Soggettivamente è già da 3 anni il miglior giocatore della storia. Maradona e Pele gli stanno dietro


----------



## Pamparulez2 (4 Giugno 2017)

Diciamo che paragonare epoche diverse è sempre difficile e si rischia di lanciarsi in discorsi infiniti.. peró possiamo dire che cr7 è il migliore del nuovo millennio tra gli attaccanti. Rispetto a Messi ha vinto in squadre diverse, e ha vinto in nazionale.


----------



## Jino (4 Giugno 2017)

Sicuramente è uno dei migliori giocatori della storia, questo si. 
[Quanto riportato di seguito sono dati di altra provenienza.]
PR #851, opened 2026-07-02
fix(dashboard): default attention filter to newest version + reframe labeling as attention

WingedGuardian:
## What
Two labeling-blocking fixes on the dashboard **Attention** review tab (template-only), so the next labeling pass is correct. Precursor to the larger "Genesis Voice" section (PR-2).

### 1. Duplication fix
The store now live-persists two config versions (`0.1.0-default` 326 + `0.2.0-taxonomy` 352); **226 windows fired under both**, and the version filter defaulted to "All versions" → every such window rendered twice, blocking labeling. Now the filter **defaults once to the newest version** (`config_versions` is ascending → last entry). Guards:
- `_attentionVersionDefaulted` — one-time, so a later manual **"All versions"** selection *sticks* (no snap-back).
- `_attentionEventsGen` — a request-generation guard on `fetchAttentionEvents` so a stale unscoped response can't clobber the scoped list during the init double-fetch (**race caught in code review; the reviewer's simpler "await" fix wouldn't have stopped the already-in-flight unscoped request**).

### 2. Labeling reframe (copy only)
Users were grading *"would I want it chiming in"* (a **speak** bar) instead of *"should it pay attention"* (the L1 gate's actual job) — because the tab never defined the criterion. Fixed:
- Header now states it explicitly: *"should Genesis have PAID ATTENTION here — was it worth being aware of / remembering? This is about attention, not interrupting you."*
- Buttons relabeled **"Worth noticing / Not worth it / Skip"**; the **stored `acceptance_signal` values (should/shouldnt/skip) are unchanged** (metrics/API untouched). The already-labeled badge maps them to noticed/ignored/skipped for display.

## Scope / risk
Template-only (`genesis_dashboard.html`); no Python, routes, schema, or metric changes. The `calibrate` precision tool and the `attention_events` firewall are untouched.

## Verification
- `node --check` on the module script (valid JS).
- Code-reviewer pass: confirmed termination/snap-back/stored-values/`config_versions`-availability clean; **found + fixed an init race** (unscoped fetch clobbering the scoped list).
- **Browser-E2E is post-deploy** (editable install serves the main-tree template) — will confirm: only the newest version shows (no duplicates), "All versions" selectable and sticky, reframed copy renders, buttons still POST should/shouldnt/skip.

## Follow-on
After merge + deploy: reset the 33 mis-graded labels (graded with the old question) for a clean slate, then re-label with the attention frame.

### DIFF
--- a/src/genesis/dashboard/templates/genesis_dashboard.html
+++ b/src/genesis/dashboard/templates/genesis_dashboard.html
@@ -240,6 +240,8 @@
         attentionEvents: [],
         attentionStats: null,
         attentionFilters: { activation: "", trigger: "", is_user: false, unlabeled: true, config_version: "" },
+        _attentionVersionDefaulted: false,   // one-time guard: default the filter to newest version once
+        _attentionEventsGen: 0,   // request generation — discard a stale events response superseded by a newer fetch
         attentionRevealed: {},   // {event_id: [window rows] | "unavailable"}
         attentionLabeling: {},   // {event_id: true} while a label POST is in flight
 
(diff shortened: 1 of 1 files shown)


WingedGuardian:
Structural review: CLEAN — no pattern violations found (template-only change; Python structural patterns N/A).

---

WingedGuardian:
Merge note: all 9 CI checks green (test 10m54s, CodeQL, leak-detector, Analyze×3). Automated review (Codex + structural bot) did not post — quota-limited/quiet. Self-reviewed via a genesis code-reviewer agent, which caught a real init race (stale unscoped fetch clobbering the scoped list) — fixed with a request-generation guard; `node --check` clean. Template-only, no Python/route/schema/metric change. Merging on CI + self-review.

Ed una cosa ci tengo a dire di lui: è l'esempio da appendere allo spogliatoio di ogni scuola calcio, Cristiano è quello che ogni ragazzino deve fare per puntare al top. La passione, la serietà, la dedizione, la professionalità, l'ambizione, l'impegno e chi più ne ha ne metta.


----------



## Fabry_cekko (4 Giugno 2017)

Non mi esprimo sul più forte di sempre però volevo farvi notare, anche se non c'è più bisogno che Messi i suoi 10 gol li ha fatti ai gironi mente Cristiano dai quarti in poi.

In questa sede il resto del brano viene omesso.